15 January 2013

Special Investigation: Tuilaepa Sa'ilele Malielegaoi

For those of you who wonder who the hell Tuilaepa Sa'ilele Malielegaoi is, he is the Prime Minister of Samoa.

Thanks to some diligent research, I can now let the secret out - and this is one that will make Len Clown's peccadilloes seem like being caught talking at kindy.

The Right Honourable Tuilaepa Sa'ilele Malielegaoi may actually be a fa'afafine!

This picture has been sent in by our Samoan correspondent, taken at a party last Saturday night:

The picture is clearly labelled "Tuilaepa Sa'ilele Malielegaoi" (download and see for yourself!) and the resemblance is startling. Samoan people, in my long experience, are very attractive, well-built people, and as you can clearly see from this official photo of Tuilaepa Sa'ilele Malielegaoi, he is an ugly, fat slug; completely unattractive, as is the fa'afafine above:

As you can see, the fat slug easily has tits big enough to not need falsies, and they are pretty much the same in both photos, except the uplift in the first photo is obvious as the rolls of fat are pushed upwards to create a bust.

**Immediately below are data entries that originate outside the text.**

PR #1335, opened 2019-09-09
Hide error when gcp isn't being used

duglin:
When running `hack/release.sh --skip-tests` I see this:
```
@@@@@@@@@@@@@@@@@@@@@@@@@@@@@@@
@@@@ Mon Sep  9 10:02:40 PDT 2019
@@@@@@@@@@@@@@@@@@@@@@@@@@@@@@@
hack/../vendor/knative.dev/test-infra/scripts/release.sh: line 488: gcloud: command not found
- gcloud user:
- Go path: /home/travis/gopath
- Repository root: /home/travis/gopath/src/knative.dev/eventing
- Destination GCR: ko.local
- Tests will NOT be run
- Artifacts WILL NOT be tagged
- Release will not be published
- Release will be BUILT FROM SOURCE
```
Notice the error after the banner.

This will hide that.

Signed-off-by: Doug Davis <dug@us.ibm.com>

/lint

### DIFF
--- a/scripts/release.sh
+++ b/scripts/release.sh
@@ -485,7 +485,9 @@ function main() {
   parse_flags $@
   # Log what will be done and where.
   banner "Release configuration"
-  echo "- gcloud user: $(gcloud config get-value core/account)"
+  if which gcloud &>/dev/null ; then
+    echo "- gcloud user: $(gcloud config get-value core/account)"
+  fi
   echo "- Go path: ${GOPATH}"
   echo "- Repository root: ${REPO_ROOT_DIR}"
   echo "- Destination GCR: ${KO_DOCKER_REPO}"


scripts/release.sh
```diff
@@ -485,7 +485,6 @@ function main() {
   parse_flags $@
   # Log what will be done and where.
   banner "Release configuration"
-  echo "- gcloud user: $(gcloud config get-value core/account)"
```
adrcunha: Please, don't remove it, as this is useful for debugging. I'm totally OK with dealing with gcloud not being installed though.

duglin:
Not thrilled with cloud specific stuff in there but if you insist on keeping it then I added a place for other people to add their logic too.

adrcunha:
> Not thrilled with cloud specific stuff in there but if you insist on keeping it then I added a place for other people to add their logic too.

This script is mainly intended to run on Prow, which uses GCP and gcloud, thus that debugging is important.

scripts/release.sh
adrcunha: What's the use of ibmcloud user here? For gcloud, it's a useful debugging piece because of the Prow job user. AFAICU ibmcloud isn't used anywhere.

duglin: I have no idea how gcloud is used in these so I just was guessing at what's going on.  Is the prow user not listed any place else in the output? Like in the prow debug stuff?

The hair transformation is equally obvious, with this being shot at the same desk, but wearing a wig:

The resemblance cannot be explained away, Tuilaepa Sa'ilele Malielegaoi, be honest for once in your life!

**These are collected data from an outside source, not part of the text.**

PR #1338, opened 2019-09-09
Using updated slackutil in knative/pkg

Fredy-Z:
- Use updated slackutil in https://github.com/knative/pkg/pull/645.
- Use `helpers.Run` and `helpers.CombineErrors` in https://github.com/knative/pkg/pull/645.

### DIFF
--- a/tools/flaky-test-reporter/json_reporter.go
+++ b/tools/flaky-test-reporter/json_reporter.go
@@ -21,6 +21,7 @@ import (
 	"log"
 	"sync"
 
+	"knative.dev/pkg/test/helpers"
 	"knative.dev/test-infra/tools/flaky-test-reporter/jsonreport"
 )
 
@@ -55,7 +56,7 @@ func writeFlakyTestsToJSON(repoDataAll []RepoData, dryrun bool) error {
 			for test := range testSet {
 				testList = append(testList, test)
 			}
-			if err := run(
+			if err := helpers.Run(
 				fmt.Sprintf("writing JSON report for repo '%s'", repo),
 				func() error {
 					_, err := client.CreateReport(repo, testList, true)
@@ -74,5 +75,5 @@ func writeFlakyTestsToJSON(repoDataAll []RepoData, dryrun bool) error {
 	}
 	wg.Wait()
 	close(ch)
-	return combineErrors(allErrs)
+	return helpers.CombineErrors(allErrs)
 }
--- a/tools/flaky-test-reporter/slack_notification.go
+++ b/tools/flaky-test-reporter/slack_notification.go
@@ -24,6 +24,7 @@ import (
 	"sync"
 	"time"
 
+	"knative.dev/pkg/test/helpers"
 	"knative.dev/pkg/test/slackutil"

At the party on Saturday night, the person in the first photo was spotted going outside to a parked van with a constant stream of gentlemen. Our inside and impeccable source assures us that the person, allegedly named "Aunty Helen", went to the van with no fewer than eight different gentlemen, all for brief periods of time. The van was observed to be rocking violently on its springs on each of these occasions.

When Aunty Helen was questioned about her actions, she responded with a claim that she had taken the men out to the van to tell them a dirty joke, and the rocking was them shaking with laughter.

When asked about the creamy-looking stains on her dress, Aunty Helen explained that it was a latte she'd spilled earlier. She refused to answer questions about the amount of tala she was seen to be displaying by the end of the night.

We demand that Tuilaepa Sa'ilele Malielegaoi answer the question: Are you really "Aunty Helen"?